Acne sufferers 'look younger for longer'

Teenagers cursed with acne may have the last laugh over their peers with perfect skin, new research suggests.

Their cells have a built-in protection against ageing that is likely to make them look better in later life, a study has found.

By the time she reaches middle age, the spotty girl who could never find a boyfriend could be attracting envious glances from her grey and wrinkly peers.

Experts had already noted that signs of ageing such as wrinkles and thinning skin often appear much later in people who have experienced acne. Now, scientists believe they may have discovered why.

A study of white blood cells taken from individuals afflicted by spots showed they had longer protective caps on the ends of their chromosomes.

Called telomeres, the caps can be compared with the plastic tips that stop shoe laces becoming frayed. They help prevent the chromosomes, packages of DNA, deteriorating and fusing with their neighbours during cell division.

Telomeres shrink over time and are closely linked to biological ageing — people with long telomeres age more slowly than people with short ones.
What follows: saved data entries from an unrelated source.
Issue #672, opened 2023-03-08
Restructure documentation and improve content


olivekl:
I’m planning to restructure and rewrite the docs on slsa.dev over the course several PRs before the v1.0 launch.

The goal end state is:

- Overview (slsa.dev landing page)
- Understanding SLSA
  - What's new in v1.0
  - About SLSA
  - Threats overview
  - Use cases
  - Guiding principles
  - Future directions
- Core specification
  - Security levels
  - Producing
  - Verifying
  - Threats in detail
- Attestations
  - General model
  - Provenance
  - VSA
- How to SLSA
  - For developers
  - For organizations
  - For implementers
- Specification stages
- Community
- Blog

I’m planning these PRs to keep reviews manageable:

PR 1: [DONE](https://github.com/slsa-framework/slsa/pull/683) Move / divide existing content, create new structure, but no content changes

- Change Spec index page to have multiple tables reflecting new structure
- Create Understanding–Concepts page (rename Guiding Principles to Concepts, move What is SLSA, etc into that page)
- Create Understanding–Threats Overview page (split and move 1st half of current threats info there)
- Move Use Cases under Understanding heading

PR 2:[DONE](https://github.com/slsa-framework/slsa/pull/705): Update content, focusing on Understanding SLSA section

- Edit, rewrite, and and add new content to make SLSA more understandable to newcomers

PR 3: [DONE](https://github.com/slsa-framework/slsa/pull/739) Standardize and reduce terms across all pages 

- I.e., developer vs. creator vs. maintainer; build vs. release vs. publish)

PR 4: Add new pages How to SLSA (for implementers and organizations)

- Basic instructions for three main user journeys (developers, organizations, implementers)

PR 5: [DONE](https://github.com/slsa-framework/slsa/pull/743)Add General Model under Attestations 
- Anything else lost in the shuffle

PR 6: Final nav bar reorganization, banner link to v1.0

Happy for feedback and discussion!  @di @MarkLodato @joshuagl @lehors @kpk47 @mlieberman85

MarkLodato:
To clarify thinking here: It seems valuable to have a "SLSA v1.0" header in the menu even if technically attestation formats are versioned independently. The goal is to make it easy for a reader to find the information they are looking for. The organization of the menu might not reflect the URL scheme in all cases.

arewm:
[...]

PR #743, opened 2023-03-27
Explain attestation formats

olivekl:
PR to explain attestations in a series of documentation updates outlined in Issue #672.

Adds a section telling users how to choose among attestations formats based on whether they are using SLSA for first party, open source, or third party close source code.

@MarkLodato @kpk47 @arewm @lehors

### DIFF
--- a/docs/attestation-model.md
+++ b/docs/attestation-model.md
@@ -38,13 +38,13 @@ dependencies (as in the case of SLSA [Provenance]).
 
 This section explains how to choose the attestation format best for your
 situation by considering factors such as use case and who will be consuming
-the attestation. 
+the attestation.
 
 ### First party
 
 Producers of first party code might consider the following questions:
 -   Will SLSA be used only within our organization?
--   Is the primary use case to manage insider risk?
+-   Is SLSA's primary use case to manage insider risk?
 -   Are we developing entirely in a closed source environment?
 
 If these are the main considerations, the organization can choose any format
@@ -55,10 +55,10 @@ attestations and the easiest to verify using the [Generic SLSA Verifier].
 
 ### Open source
 
-Producers of open source code might consider these questions: 
--   Is the primary use case to convey trust in how your code was developed?
+Producers of open source code might consider these questions:
+-   Is SLSA's primary use case to convey trust in how your code was developed?
 -   Do you develope software with standard open source licenses?
--   Will the code be consumed by others? 
+-   Will the code be consumed by others?
 
 In these situations, it is recommended you use the [SLSA Provenance format]. The SLSA
 Provenance format offers a path towards interoperability and cohesion across the open
@@ -69,8 +69,8 @@ using the [Generic SLSA Verifier].
 
 Producers of closed source code that is consumed by others might consider
 the following questions:
--   Is my code produced for third party consumers, backed with contracts?
--   Is the primary use case to create trust in our organization or to comply with
+-   Is my code produced for the sole purpose of specific third party consumers?
+-   Is SLSA's primary use case to create trust in our organization or to comply with
 audits and legal requirements?
 
 In these situation, you may not want to make all the details of your
--- a/docs/attestation-model.md
+++ b/docs/attestation-model.md
@@ -11,7 +11,7 @@ The primary intended use case is to feed into automated policy engines, such as
 
 This page provides a high-level overview of the attestation model, including
 standardized terminology, data model, layers, conventions for software
-attestations, and recommended formats for different use cases.
+attestations, and suggested formats for different use cases.
 
 ## Overview
 
--- a/docs/attestation-model.md
+++ b/docs/attestation-model.md
@@ -60,7 +60,7 @@ Producers of open source code might consider these questions:
 -   Do you develope software with standard open source licenses?
 -   Will the code be consumed by others? 
 
-In these situations, you should use the [SLSA Provenance format]. The SLSA
+In these situations, it is recommended you use the [SLSA Provenance format]. The SLSA
 Provenance format offers interoperability and cohesion across the open
 source ecosystem. Users can verify any provenance statement in this format
 using the [Generic SLSA Verifier].
--- a/docs/attestation-model.md
+++ b/docs/attestation-model.md
@@ -11,7 +11,7 @@ The primary intended use case is to feed into automated policy engines, such as
 
 This page provides a high-level overview of the attestation model, including
 standardized terminology, data model, layers, conventions for software
-attestations, and suggested formats for different use cases.
+attestations, and formats for different use cases.
 
 ## Overview
 
--- a/docs/attestation-model.md
+++ b/docs/attestation-model.md
@@ -51,8 +51,8 @@ Producers of first party code might consider the following questions:
 If these are the main considerations, the organization can choose any format
 for internal use. To make an external claim of meeting a SLSA level, however,
 there needs to be a way for external users to consume and verify your provenance.
-Currently, [SLSA Provenance format] is the suggested format for SLSA
-attestations and the easiest to verify using the [Generic SLSA Verifier].
+Currently, SLSA recommends using the [SLSA Provenance format] for SLSA
+attestations since it is easy to verify using the [Generic SLSA Verifier].
 
 ### Open source
 
--- a/docs/attestation-model.md
+++ b/docs/attestation-model.md
@@ -42,7 +42,7 @@ choose the format best for your situation.
 ### First party
 
 As a first party producer, you use SLSA only within your organization,
-primarily manage insider risk. If you are developering entirely in
+primarily to manage insider risk. If you are developing entirely in
 a closed source environment, no particular format is required for internal use.
 
 If you want to make an external claim of meeting a SLSA level, however, there
--- a/docs/attestation-model.md
+++ b/docs/attestation-model.md
@@ -36,9 +36,9 @@ dependencies (as in the case of SLSA [Provenance]).
 
 ## Formats
 
-This section explains how to choose the attestation format best for your
-situation by considering factors such as use case and who will be consuming
-the attestation.
+This section explains how to choose the attestation format that's best suited
+for your situation by considering factors such as intended use and who will be
+consuming the attestation.
 
 ### First party
 
@@ -62,7 +62,7 @@ Producers of open source code might consider these questions:
 -   Do you develop software with standard open source licenses?
 -   Will the code be consumed by others?
 
-In these situations, it is suggested you use the [SLSA Provenance format]. The SLSA
+In these situations, we encourage you to use the [SLSA Provenance format]. The SLSA
 Provenance format offers a path towards interoperability and cohesion across the open
 source ecosystem. Users can verify any provenance statement in this format
 using the [Generic SLSA Verifier].
@@ -159,4 +159,4 @@ recognize that other choices MAY be necessary in various cases.
 [SLSA Provenance format]: /provenance/v1.md
 [sigstore/cosign]: https://github.com/sigstore/cosign
 [SPDX]: https://github.com/in-toto/attestation/blob/main/spec/predicates/spdx.md
-[Verification Summary Attestation]: /attestation-model.md
+[Verification Summary Attestation]: /verification_summary/v1.md
--- a/docs/attestation-model.md
+++ b/docs/attestation-model.md
@@ -59,7 +59,7 @@ attestations since it is easy to verify using the [Generic SLSA Verifier].
 Producers of open source code might consider these questions:
 
 -   Is SLSA's primary use case to convey trust in how your code was developed?
--   Do you develope software with standard open source licenses?
+-   Do you develop software with standard open source licenses?
 -   Will the code be consumed by others?
 
 In these situations, it is suggested you use the [SLSA Provenance format]. The SLSA
--- a/docs/attestation-model.md
+++ b/docs/attestation-model.md
@@ -50,7 +50,7 @@ Producers of first party code might consider the following questions:
 If these are the main considerations, the organization can choose any format
 for internal use. To make an external claim of meeting a SLSA level, however,
 there must be a way for external users to consume and verify your provenance.
-Currently, [SLSA Provenance format] is the most widely used format for SLSA
+Currently, [SLSA Provenance format] is the recommended format for SLSA
 attestations and the easiest to verify using the [Generic SLSA Verifier].
 
 ### Open source
--- a/docs/attestation-model.md
+++ b/docs/attestation-model.md
@@ -61,7 +61,7 @@ Producers of open source code might consider these questions:
 -   Will the code be consumed by others? 
 
 In these situations, it is recommended you use the [SLSA Provenance format]. The SLSA
-Provenance format offers interoperability and cohesion across the open
+Provenance format offers a path towards interoperability and cohesion across the open
 source ecosystem. Users can verify any provenance statement in this format
 using the [Generic SLSA Verifier].
 
--- a/docs/attestation-model.md
+++ b/docs/attestation-model.md
@@ -76,7 +76,7 @@ the following questions:
 -   Is SLSA's primary use case to create trust in our organization or to comply with
 audits and legal requirements?
 
-In these situation, you may not want to make all the details of your
+In these situations, you may not want to make all the details of your
 provenance available externally. Consider using Verification Summary
 Attestations (VSAs) to summarize provenance information in a sanitized way
 that's safe for external consumption. For more about VSAs, see the [Verification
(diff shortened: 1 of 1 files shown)


docs/attestation-model.md
```diff
@@ -34,6 +34,45 @@ raw signing. For example, an attestation might state exactly how an artifact
...
+must be a way for external users to consume and verify your provenance.
+Currently, [SLSA Provenance format] is the most widely used format for SLSA
+attestations and the easiest to verify using the [Generic SLSA Verifier].
+
+### Open source
+
+As an open source producer, you produce software with standard open source
+licenses (no contracts or warranties). You probably use SLSA so that others can
+trust how your code was developed. If you develop open source projects that
+will be consumed by others, you should use the [SLSA Provenance format].
```
arewm, line 58: > You probably use SLSA so that others can
trust how your code was developed.

This phrasing seems a little odd/presumptuous. Do we need it in there?

Maybe instead, we can word it in a way that the SLSA provenance format is recommended to use in the absence of any other provenance format requirements.

olivekl: Yeah, I can see that. I was trying to guide and disambiguate based on the likely use case. I'm okay with just removing it. The other use cases also make presumptions too, though; what do you think of those?

arewm: Apparently I didn't notice anything on a first pass, but I see what you are saying now. Instead of chunking up like you have it, maybe we can just reinforce in the parent section (`Formats`) that there are no requirements but that there may be certain criteria to include in making a decision. Then in each section, just highlight the potential questions/concerns that might be relevant.

We can then put a recommendation at the end with a brief defense similar to what you did..

docs/attestation-model.md
```diff
@@ -34,6 +34,45 @@ raw signing. For example, an attestation might state exactly how an artifact
...
 
+## Formats
+
+There is no single required attestation format. This section explains how to
+choose the format best for your situation.
+
+### First party
+
+As a first party producer, you use SLSA only within your organization,
+primarily manage insider risk. If you are developering entirely in
```
joshuagl, line 45:
```suggestion
primarily to manage insider risk. If you are developing entirely in
```

docs/attestation-model.md
joshuagl: I agree with the comments on presumptuousness and like the idea of communicating the criteria but not presuming why those criteria are relevant.

joshuagl (changes requested):

docs/attestation-model.md
olivekl: Updated! Does this work better? @arewm @joshuagl

arewm: Generally better, yes. I added more comments.

docs/attestation-model.md
```diff
@@ -34,6 +34,52 @@ raw signing. For example, an attestation might state exactly how an artifact
...
+In these situations, you should use the [SLSA Provenance format]. The SLSA
+Provenance format offers interoperability and cohesion across the open
+source ecosystem. Users can verify any provenance statement in this format
+using the [Generic SLSA Verifier].
+
+### Closed source, third party
+
+Producers of closed source code that is consumed by others might consider
+the following questions:
+-   Is my code produced for third party consumers, back with contracts?
```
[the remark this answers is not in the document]
olivekl: Mistake: "backed with contracts." To differentiate from open source licenses.

docs/attestation-model.md
```diff
@@ -34,6 +34,52 @@ raw signing. For example, an attestation might state exactly how an artifact
...
+the attestation. 
+
+### First party
+
+Producers of first party code might consider the following questions:
+-   Will SLSA be used only within our organization?
+-   Is the primary use case to manage insider risk?
+-   Are we developing entirely in a closed source environment?
+
+In these situations, no particular format is required for internal use.
```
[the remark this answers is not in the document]
arewm: I see what you are saying. How about if we change the first sentence slightly to something like

> If these are the main considerations, the organization can choose any format for internal use.

I am not attached to it, but I wanted to still impress that there may be some entity that has a format preference. It may be too specific.

docs/attestation-model.md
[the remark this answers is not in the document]
arewm: I think we can still make that clearer. I feel like the fact that a contract exists doesn't matter as much as the fact that there is a specific delivery mechanism of the code. I think that I understand what you are trying to say but I don't have the words for it. I can think about it some more.

docs/attestation-model.md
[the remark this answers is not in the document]
olivekl: Sounds good to me. Updated (and combined with next paragraph)

docs/attestation-model.md
```diff
@@ -34,6 +34,52 @@ raw signing. For example, an attestation might state exactly how an artifact
...
+attestations and the easiest to verify using the [Generic SLSA Verifier].
+
+### Open source
+
+Producers of open source code might consider these questions: 
+-   Is the primary use case to convey trust in how your code was developed?
+-   Do you develope software with standard open source licenses?
+-   Will the code be consumed by others? 
+
+In these situations, you should use the [SLSA Provenance format]. The SLSA
```
lehors, line 63: I suggest sticking with the same form:
```suggestion
In these situations, it is recommended you use the [SLSA Provenance format]. The SLSA
```

docs/attestation-model.md
```diff
@@ -34,6 +34,52 @@ raw signing. For example, an attestation might state exactly how an artifact
...
+Provenance format offers interoperability and cohesion across the open
+source ecosystem. Users can verify any provenance statement in this format
```
lehors, line 65: This sounds like wishful thinking to me at this point. I'd rather we use some more nuance form such as:
```suggestion
Provenance format offers a path towards interoperability and cohesion across the open
source ecosystem. Users can verify any provenance statement in this format
```

lehors (commented):
I think we need to be explicit what we wish and avoid making presumptuous claims.

lehors (approved):
LGTM. Thanks!

MarkLodato (approved):

docs/attestation-model.md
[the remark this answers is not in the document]
arewm: How about if we just change it to some wording like

> Is my code produced for the sole purpose of specific third party consumers?

I feel like this more clearly represents the specific targeted relationships between parties.

arewm (approved):

docs/attestation-model.md
```diff
@@ -34,6 +34,54 @@ raw signing. For example, an attestation might state exactly how an artifact
...
+### Closed source, third party
+
+Producers of closed source code that is consumed by others might consider
+the following questions:
+
+-   Is my code produced for the sole purpose of specific third party consumers?
+-   Is SLSA's primary use case to create trust in our organization or to comply with
+audits and legal requirements?
+
+In these situation, you may not want to make all the details of your
```
lehors, line 79: nit:
```suggestion
In these situations, you may not want to make all the details of your
```

olivekl:
> I think RFC2119 isn't a very good fit for this actually but in my opinion there is no real harm in capitalizing it to make the linter happy. Otherwise you need to figure another way to say the same thing without using may! Which I know is something @MarkLodato has done in the past...

I agree, I'd rather this section be more about helpful guidance than MUST, MAY, etc. Maybe we can do a dance around all the linter words (though I think "recommend" is one of them and that could be hard).

docs/attestation-model.md
```diff
@@ -34,6 +34,54 @@ raw signing. For example, an attestation might state exactly how an artifact
...
+
+Producers of first party code might consider the following questions:
+
+-   Will SLSA be used only within our organization?
+-   Is SLSA's primary use case to manage insider risk?
+-   Are we developing entirely in a closed source environment?
+
+If these are the main considerations, the organization can choose any format
+for internal use. To make an external claim of meeting a SLSA level, however,
+there must be a way for external users to consume and verify your provenance.
```
kpk47, line 53:
```suggestion
there needs to be a way for external users to consume and verify your provenance.
```

docs/attestation-model.md
```diff
@@ -34,6 +34,54 @@ raw signing. For example, an attestation might state exactly how an artifact
...
+### Closed source, third party
+
+Producers of closed source code that is consumed by others might consider
+the following questions:
+
+-   Is my code produced for the sole purpose of specific third party consumers?
+-   Is SLSA's primary use case to create trust in our organization or to comply with
+audits and legal requirements?
+
+In these situations, you may not want to make all the details of your
```
kpk47, line 79:
```suggestion
In these situations, you might not want to make all the details of your
```

docs/attestation-model.md
```diff
@@ -10,8 +10,8 @@ The primary intended use case is to feed into automated policy engines, such as
 [in-toto] and [Binary Authorization].
 
 This page provides a high-level overview of the attestation model, including
-standardized terminology, data model, layers, and conventions for software
-attestations.
+standardized terminology, data model, layers, conventions for software
+attestations, and recommended formats for different use cases.
```
kpk47, line 14:
```suggestion
attestations, and suggested formats for different use cases.
```

docs/attestation-model.md
```diff
@@ -34,6 +34,54 @@ raw signing. For example, an attestation might state exactly how an artifact
...
+Producers of first party code might consider the following questions:
+
+-   Will SLSA be used only within our organization?
+-   Is SLSA's primary use case to manage insider risk?
+-   Are we developing entirely in a closed source environment?
+
+If these are the main considerations, the organization can choose any format
+for internal use. To make an external claim of meeting a SLSA level, however,
+there must be a way for external users to consume and verify your provenance.
+Currently, [SLSA Provenance format] is the recommended format for SLSA
```
kpk47, line 54:
```suggestion
Currently, [SLSA Provenance format] is the suggested format for SLSA
```

docs/attestation-model.md
```diff
@@ -34,6 +34,54 @@ raw signing. For example, an attestation might state exactly how an artifact
...
+
+### Open source
+
+Producers of open source code might consider these questions:
+
+-   Is SLSA's primary use case to convey trust in how your code was developed?
+-   Do you develope software with standard open source licenses?
+-   Will the code be consumed by others?
+
+In these situations, it is recommended you use the [SLSA Provenance format]. The SLSA
```
kpk47, line 65:
```suggestion
In these situations, it is suggested you use the [SLSA Provenance format]. The SLSA
```

kpk47 (approved):
I agree with @lehors that RFC2119 don't apply to the sections you're writing, but it's (unfortunately) easier to dance around the keywords than fix the linter. I left a few suggested dance moves, but otherwise LGTM.

olivekl:
> I agree with @lehors that RFC2119 don't apply to the sections you're writing, but it's (unfortunately) easier to dance around the keywords than fix the linter. I left a few suggested dance moves, but otherwise LGTM.

Thank you! I took all the suggestions. (Danced around? SLSAed around, surely.)

lehors:
I appreciate @kpk47's effort to workaround the linter but I think the change from recommended formats to suggested is wrong. Indeed, [the spec states that one SHOULD use SLSA Provenance](https://slsa.dev/spec/v1.0/distributing-provenance#format-of-the-attestation) so, it doesn't seem right to say here that this is merely a suggestion.

docs/attestation-model.md
```diff
@@ -34,6 +34,54 @@ raw signing. For example, an attestation might state exactly how an artifact
...
+
+-   Will SLSA be used only within our organization?
+-   Is SLSA's primary use case to manage insider risk?
+-   Are we developing entirely in a closed source environment?
+
+If these are the main considerations, the organization can choose any format
+for internal use. To make an external claim of meeting a SLSA level, however,
+there needs to be a way for external users to consume and verify your provenance.
+Currently, [SLSA Provenance format] is the suggested format for SLSA
+attestations and the easiest to verify using the [Generic SLSA Verifier].
```
lehors, line 55:
```suggestion
Currently, SLSA recommends using the [SLSA Provenance format] for SLSA
attestations since it is easy to verify using the [Generic SLSA Verifier].
```

docs/attestation-model.md
```diff
@@ -10,8 +10,8 @@ The primary intended use case is to feed into automated policy engines, such as
 [in-toto] and [Binary Authorization].
 
 This page provides a high-level overview of the attestation model, including
-standardized terminology, data model, layers, and conventions for software
-attestations.
+standardized terminology, data model, layers, conventions for software
+attestations, and suggested formats for different use cases.
```
lehors, line 14: I think we can simply skip the word in this instance:
```suggestion
attestations, and formats for different use cases.
```

docs/attestation-model.md
```diff
@@ -107,5 +156,7 @@ recognize that other choices MAY be necessary in various cases.
 [Provenance]: /provenance
 [remote attestation]: https://en.wikipedia.org/wiki/Trusted_Computing#Remote_attestation
 [RFC 2119]: https://tools.ietf.org/html/rfc2119
+[SLSA Provenance format]: /provenance/v1.md
```
lehors, line 159:
```suggestion
[Provenance format]: /provenance/v1.md
```

lehors (commented):
Suggested a couple of changes to avoid triggering the linter but keeping in line with the recommendation we set in the spec.

olivekl:
> Suggested a couple of changes to avoid triggering the linter but keeping in line with the recommendation we set in the spec.

Thank you! I've incorporated them.

I think that addresses everything. @joshuagl do you have any requests or is it okay to merge?

docs/attestation-model.md
```diff
@@ -34,6 +34,54 @@ raw signing. For example, an attestation might state exactly how an artifact
...
+there needs to be a way for external users to consume and verify your provenance.
+Currently, SLSA recommends using the [SLSA Provenance format] for SLSA
+attestations since it is easy to verify using the [Generic SLSA Verifier].
+
+### Open source
+
+Producers of open source code might consider these questions:
+
+-   Is SLSA's primary use case to convey trust in how your code was developed?
+-   Do you develope software with standard open source licenses?
```
marcelamelara, line 62: Nit: 
```suggestion
-   Do you develop software with standard open source licenses?
```

docs/attestation-model.md
```diff
@@ -107,5 +156,7 @@ recognize that other choices MAY be necessary in various cases.
 [Provenance]: /provenance
 [remote attestation]: https://en.wikipedia.org/wiki/Trusted_Computing#Remote_attestation
 [RFC 2119]: https://tools.ietf.org/html/rfc2119
+[SLSA Provenance format]: /provenance/v1.md
 [sigstore/cosign]: https://github.com/sigstore/cosign
 [SPDX]: https://github.com/in-toto/attestation/blob/main/spec/predicates/spdx.md
+[Verification Summary Attestation]: /attestation-model.md
```
marcelamelara, line 162: This link seems to point to this same document. Should this link be pointing to: verification_summary/v1.md?

marcelamelara (changes requested):
Thanks! I only a couple minor changes.

docs/attestation-model.md
```diff
@@ -34,6 +34,54 @@ raw signing. For example, an attestation might state exactly how an artifact
 was produced, including the build command that was run and all of its
 dependencies (as in the case of SLSA [Provenance]).
 
+## Formats
+
+This section explains how to choose the attestation format best for your
+situation by considering factors such as use case and who will be consuming
+the attestation.
```
joshuagl, line 41: This doesn't read quite right, is it missing a word? Perhaps: 
```suggestion
This section explains how to choose the attestation format best suited for your
situation by considering factors such as use case and who will be consuming
the attestation.
```

docs/attestation-model.md
```diff
@@ -34,6 +34,54 @@ raw signing. For example, an attestation might state exactly how an artifact
...
+
+### Open source
+
+Producers of open source code might consider these questions:
+
+-   Is SLSA's primary use case to convey trust in how your code was developed?
+-   Do you develope software with standard open source licenses?
+-   Will the code be consumed by others?
+
+In these situations, it is suggested you use the [SLSA Provenance format]. The SLSA
```
joshuagl, line 65: I'd be tempted to go so far as to say we encourage use of the SLSA Provenance format.

joshuagl (commented):
Apart from the fixes @marcelamelara suggested this LGTM. Thanks.

docs/attestation-model.md
olivekl: Thanks! I took your suggestions and added even a bit more clarification:
"This section explains how to choose the attestation format that's best suited
for your situation by considering factors such as intended use and who will be
consuming the attestation."

docs/attestation-model.md
olivekl: done, thank you!

docs/attestation-model.md
joshuagl: nice, thanks

joshuagl (approved):

marcelamelara (approved):
Thanks @olivekl ! LGTM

The research shows that acne sufferers tend to have significantly longer telomeres and may therefore be blessed with the gift of long-lasting youthfulness.
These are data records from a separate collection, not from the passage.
PR #745, opened 2023-03-27
Update parsing rules to match latest in-toto extension field rules

### LINKED ISSUE #670: Extension field format and periods
I am trying to make use of extension fields and the SLSA specification defers to the in-toto specification:

> Extension fields: Producers MAY add extension fields to any JSON object by using a property name that is a [TypeURI](https://github.com/in-toto/attestation/blob/main/spec/v1.0-draft/scalar_field_types.md#TypeURI). The use of URI is to protect against name collisions. Consumers MAY parse and use these extensions if desired. The presence or absence of the extension field MUST NOT influence the meaning of any other field, and the field MUST follow the monotonic princple.

This would mean that field names (not field values) would look like URLs.   I am storing my Provenances in MongoDB, but MongoDB does not allow periods in field names.  This is so that you can reference subdocuments with a period.    This means that I would have to restore to either mangling the extension field names before storing in the database.    I suspect this will be a problem with other databases and JSON tools.  The TypeURI seems like it was really meant for unique field values and not intended to create unique field names.   Please consider some other approach where the names do not have to include so many special characters (colon, period, and slash right now).

marcelamelara:
Updates the SLSA Provenance parsing rules for extension fields to match the latest parsing guidelines from the in-toto Attestation Framework. In particular, the new rules remove the recommendation to use TypeURIs and add an explanation to avoid certain special characters in extension field names.

Fixes #670

### DIFF
--- a/docs/provenance/v1.md
+++ b/docs/provenance/v1.md
@@ -93,9 +93,12 @@ This predicate follows the in-toto attestation [parsing rules]. Summary:
 -   Consumers MUST ignore unrecognized fields unless otherwise noted.
 -   The `predicateType` URI includes the major version number and will always
     change whenever there is a backwards incompatible change.
--   Minor version changes are always backwards compatible and "monotonic." Such
-    changes do not update the `predicateType`.
--   Producers MAY add extension fields using field names that are URIs.
+-   Minor version changes are always backwards compatible and "monotonic."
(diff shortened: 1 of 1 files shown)


MarkLodato (approved):
Thanks!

The study, published in the Journal of Investigative Dermatology, focused on 1,205 female twins, a quarter of whom had acne.

One of the genes involved in telomere length was also found to be associated with acne, suggesting that being spotty did not slow ageing but flagged up what was happening in a person’s cells.

Analysis of skin samples from the twins highlighted a gene pathway called p53, which regulates apoptosis, or “programmed cell death” — a kind of cell suicide.

When telomeres become too short, it can trigger a series of events that lead to apoptosis. The p53 pathway was shown to be less active in the skin of acne sufferers, although this is still under investigation.

Report co-author Veronique Bataille, King’s College London, said: “Longer telomeres are likely to be one factor explaining the protection against premature skin ageing in individuals who previously suffered acne.”